• Work item: From the records below, copy out each line that has the word "toml".

• Dataset extract:
☆ ☆ ☆ ☆ ☆ ☆ ☆

PR #1186, opened 2026-04-28
chore(app): add interface to enforce read and write DB access

gferon:
Motivation: the idea behind this change is to prepare `coreclient` for using two separate pools for reads and writes, where the pool for writing has a single connection, therefore moving from opportunistic work distribution (`sqlite` gives the lock to the first connection who requires it when it's free) to a fair work distribution (relying on the ordered queue implemented with `sqlx::Pool`.

This PR does not make any attempt to change the existing behaviour of persistence functions in any ways (meaning no bugs should be fixed by merging it). However, outbound service jobs now uses their own `DbAccess` which means they do not hold a connection while running, but get them from the pool granularly.

Write connections and transactions also now embed a `StoreNotifier` that fires on drop, and gets cleared if the transaction is rolled back.


coreclient/src/clients/create_user.rs
```diff
@@ -122,7 +124,7 @@ impl BasicUserData {
             DisplayName::from_user_id(&self.user_id),
             None,
         )?
-        .store(connection.as_mut(), &mut StoreNotifier::noop())
+        .store(&mut connection) // XXX: here the notifie was noop!!!111
```
raphaelrobert: Clean up?

coreclient/src/db_access.rs
```diff
@@ -0,0 +1,389 @@
...
+    notifier: &mut StoreNotifier,
+) -> Result<T, E>
+where
+    E: From<sqlx::Error>,
+{
+    let mut txn = WriteDbTransaction {
+        txn: begin_write_txn(connection).await?,
+        notifier,
+    };
+    let value = f(&mut txn).await?;
```
raphaelrobert: I think that if we fail here, we don't clear the notifications, and they will be sent through the `Drop` implementation of `WriteDbConnection`. They should be rolled back instead.

coreclient/src/db_access.rs
```diff
@@ -0,0 +1,389 @@
...
+    fn drop(&mut self) {
+        self.notify();
+    }
+}
+
+impl WriteDbTransaction<'_> {
+    /// Begin a read transaction within the current write transaction.
+    pub(crate) async fn begin_read(&mut self) -> sqlx::Result<ReadDbTransaction<'_>> {
+        Ok(ReadDbTransaction {
+            txn: self.txn.begin().await.unwrap(),
```
raphaelrobert: We should not panic here, especially since we already return a result

raphaelrobert (changes requested):
I think this is a meaningful change, and the overall shape is good. See inline for the change requests.

raphaelrobert (approved):
Thanks for making the changes

PR #1188, opened 2026-04-29
perf(app): replace ciborium by minicbor-serde

gferon:
While looking into contention with @boxdot we realised that CBOR en/de-coding was rather slow (10x slower than `serde_json`). After looking at https://github.com/djkoloski/rust_serialization_benchmark we decided to give a shot to `minicbor` which seems to kinda work out of the box with our codebase.

This provides (at least) a meaningful ~5x speedup in OpenMLS storage `serde` deserialize operations as well as en/decoding keys and MIMI content in our database.

Technically, we could switch to `minicbor::Encode` and `minicbor::Decode` directly, but I would first like to make those changes which are easier to review and integrate (read: less risky IMO).

For more performance comparison, see https://github.com/phnx-im/mimi-content and run `cargo bench`.

Screenshot From 2026-04-29 16-57-37

### DIFF
--- a/common/Cargo.toml
+++ b/common/Cargo.toml
@@ -16,13 +16,15 @@ aes-gcm.workspace = true
 airmacros.workspace = true
 argon2 = { workspace = true, features = ["std"] }
 chrono = { workspace = true, features = ["serde"] }
-ciborium.workspace = true
 displaydoc.workspace = true
 ed25519 = { workspace = true, features = ["serde"] }
 hex.workspace = true
 hkdf.workspace = true
 mimi-room-policy.workspace = true
 mimi_content.workspace = true
+minicbor.workspace = true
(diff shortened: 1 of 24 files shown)


common/Cargo.toml
```diff
@@ -16,13 +16,14 @@ aes-gcm.workspace = true
 airmacros.workspace = true
 argon2 = { workspace = true, features = ["std"] }
 chrono = { workspace = true, features = ["serde"] }
-ciborium.workspace = true
```
boxdot, line 19: Leaving it for the future: ciborium is almost gone from the tree. It is only used by mimi-room-policy and criterion 0.6 (dev).

boxdot (approved):
Very good progress! Thank you!

PR #1190, opened 2026-05-01
fix(app): contact request psk cleanup

raphaelrobert:
Incoming contact requests can end up in a broken state, if the first attempt to accept them failed. The culprit is the PSK used in that operation, which would not get cleaned up properly on failure and would then later block subsequent attempts. We now clean up SKs whenever they are no longer needed (also in the case of success), and we also ignore previous PSKs (this will be necessary to unblock existing clients).
The PR also makes sure the confirmation system message is only emitted at the end of the process, we declared victory a bit too early before.


kkohbrok (approved):
Nice catch!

☆ ☆ ☆ ☆ ☆ ☆ ☆

• Answer area:
--- a/common/Cargo.toml
+++ b/common/Cargo.toml
common/Cargo.toml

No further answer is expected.